### WHAT IS NEEDED
Give back only the lines in the records below from the one with "7.5.16 | 7.5.20 |" to the one with "patched in 4.3.0.", both inclusive, word for word.

### PROVIDED RECORDS
PR #4397, opened 2026-07-21
chore(deps): bump js-yaml to 4.3.0 and tar to 7.5.20

i62navpm:
## Description

Bumps two runtime dependencies of the `lerna` package to their latest patched releases:

| Dependency | From | To |
| --- | --- | --- |
| `js-yaml` | 4.2.0 | 4.3.0 |
| `tar` | 7.5.16 | 7.5.20 |

Both bumps stay within the current major; the diff is the two `package.json` declarations (plus the root devDependency on `js-yaml`) and the corresponding `package-lock.json` entries, regenerated with npm 12 using `--package-lock-only`.

## Motivation and Context

Both dependencies are flagged by `npm audit` / `yarn audit` at their current pins:

- **`js-yaml` 4.2.0** is vulnerable to CVE-2026-59869 (merge-key chains can force quadratic CPU consumption), patched in 4.3.0.
- **`tar` 7.5.16** is vulnerable to CVE-2026-59873 (**critical** — decompression/parse DoS via unlimited input, patched in 7.5.19), CVE-2026-59874 (high — infinite loop on a negative tar entry size, patched in 7.5.18), CVE-2026-59871 and CVE-2026-59875 (moderate — PAX parsing crashes, patched in 7.5.18/7.5.17).

Because `lerna` pins exact versions, every consumer inherits these findings: the released `lerna` 9.0.7 pins `js-yaml` 4.1.1 and `tar` 7.5.11, so downstream projects currently see one critical and two high audit findings via `lerna` alone (that is how we ran into this). Bumping here clears them at the source with the next release.

## How Has This Been Tested?

- `npm audit` no longer reports the advisories above for `js-yaml`/`tar`.
- Both releases are semver-compatible patch/minor updates within the majors already in use; no `js-yaml` or `tar` API surface changes are involved.

## Types of changes

## Checklist:

---

> [!NOTE]
> **Low Risk**
> Dependency-only semver-compatible security patches; no logic or API usage changes in this diff.
> 
> **Overview**
> Pins **`js-yaml`** from 4.2.0 to **4.3.0** (root devDependency and `packages/lerna`) and **`tar`** from 7.5.16 to **7.5.20** in `packages/lerna`, with matching **`package-lock.json`** updates. No application source changes—only version declarations and lockfile entries.
> 
> These are same-major patch/minor bumps intended to clear **`npm audit`** advisories (YAML merge-key CPU abuse for `js-yaml`; decompression/parse and PAX-related issues for `tar`) for consumers of the published `lerna` package.
> 
> <sup>Reviewed by [Cursor Bugbot](https://cursor.com/bugbot) for commit c7cea9d339a56b2e476eeb27aa76f13319f91a76. Bugbot is set up for automated code reviews on this repo. Configure [here](https://www.cursor.com/dashboard/bugbot).</sup>


JamesHenry (approved):

JamesHenry:
Thanks @i62navpm, these are the frustrating kind of alerts that have zero relevance to lerna's use-case, but happy to help reduce the noise

slorber:
Hey

@i62navpm & @JamesHenry, was just wondering: is there a good reason to use a pinned dependency version instead of a `^` semver range? 

Now that 4.3.0 is also vulnerable, it's not convenient to lock us on that exact version.

I understand it's noise, we all face the same problems unfortunately, but semver ranges can help and I don't think js-yaml release breanking changes on minor/patch versions, so it should be safe

JamesHenry:
> is there a good reason to use a pinned dependency version instead of a ^ semver range

Yes, the Shai-Hulud saga really shone a spotlight on how unsafe loose ranges are. You can always override in your own package manager so I really don't understand why people get so antsy about these irrelevant reports. You are in control?

It we use a loose range and your project pulls in the latest and that version turns out to be malware, that is a much worse scenario, right? It's much more likely a version that is fresh is genuinely malicious than one that is outdated.

JamesHenry:
I say irrelevant because 99% of the "vulnerabilities" that get reported in the context of Lerna or related build tooling require you to pwn your own machine, or have an attacker already have access, in which case exploiting build tooling is the last thing they'll be doing

JamesHenry:
I see you opened an issue about it so responded with this there as well so as not to have the discussion take place on a resolved PR

PR #4415, opened 2026-08-25
fix(core): keep modern writer template when preset ships a legacy writer guard

### LINKED ISSUE #4414: normalizeLegacyWriterOptions mis-triggers conventionalcommits@10.4's legacy-writer guard even with a modern writer
`lerna publish`/`lerna version` breaks with `conventional-changelog-conventionalcommits@10.4.0`, even though lerna bundles a modern `conventional-changelog-writer` (9.2.0, via `conventional-changelog@8.1.0`) that the guard added in conventional-changelog/conventional-changelog#1539 is meant to leave alone.

**Cause:** lerna's own preset normalization (`normalizeLegacyWriterOptions`) unconditionally Handlebars-compiles any string `writer.mainTemplate` it finds and uses that as the template, overwriting the correct function-based `writer.template` the preset already provides. Since 10.4.0's `mainTemplate` is intentionally a "poison pill" string meant to fail loudly *only* when read by an old (v8) writer, lerna's own pre-processing trips it before its modern writer even runs:

```
Missing helper: "conventional-changelog-conventionalcommits requires conventional-changelog-writer@9 or newer (conventional-changelog@8 or newer). Your changelog tooling loaded an older writer which cannot render this preset. Update the tooling or use an older major version of the preset."
```

**Repro:** `lerna.json` with `"changelogPreset": "conventional-changelog-conventionalcommits"`, preset pinned to `10.4.0`, run `lerna version --conventional-commits`.

**Expected:** changelog generation succeeds, since lerna's bundled writer is v9.2.0 (modern).
**Actual:** throws the error above during the `writer.write()` step.

**Workaround:** pin the preset to `9.3.1` (last version before the guard) or fix normalization to only compile `mainTemplate` when the writer doesn't already have `writer.template`.

- lerna: 10.0.1
- conventional-changelog-conventionalcommits: 10.4.0 (works: <=10.3.0, 9.3.1)
- Node: 24

lazerg:
## Description

`normalizeLegacyWriterOptions` compiles any string `writer.mainTemplate` it finds and assigns the result to `writer.template`. Presets built on `@conventional-changelog/template` ship such a string on purpose: it is a guard that renders to a "you need conventional-changelog-writer@9 or newer" error, and it sits next to the real function-based `template`. Since the guard is only meant to be read by an old writer, normalizing it throws away the working template and makes the bundled v9 writer render the error instead.

The normalization now leaves the writer options alone when `writer.template` is already a function.

## Motivation and Context

`lerna version --conventional-commits` with `conventional-changelog-conventionalcommits@10.4.0` fails with:

```
Missing helper: "conventional-changelog-conventionalcommits requires conventional-changelog-writer@9 or newer (conventional-changelog@8 or newer). Your changelog tooling loaded an older writer which cannot render this preset. Update the tooling or use an older major version of the preset."
```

### RESULT OF THE TASK
| `tar` | 7.5.16 | 7.5.20 |

Both bumps stay within the current major; the diff is the two `package.json` declarations (plus the root devDependency on `js-yaml`) and the corresponding `package-lock.json` entries, regenerated with npm 12 using `--package-lock-only`.

## Motivation and Context

Both dependencies are flagged by `npm audit` / `yarn audit` at their current pins:

- **`js-yaml` 4.2.0** is vulnerable to CVE-2026-59869 (merge-key chains can force quadratic CPU consumption), patched in 4.3.0.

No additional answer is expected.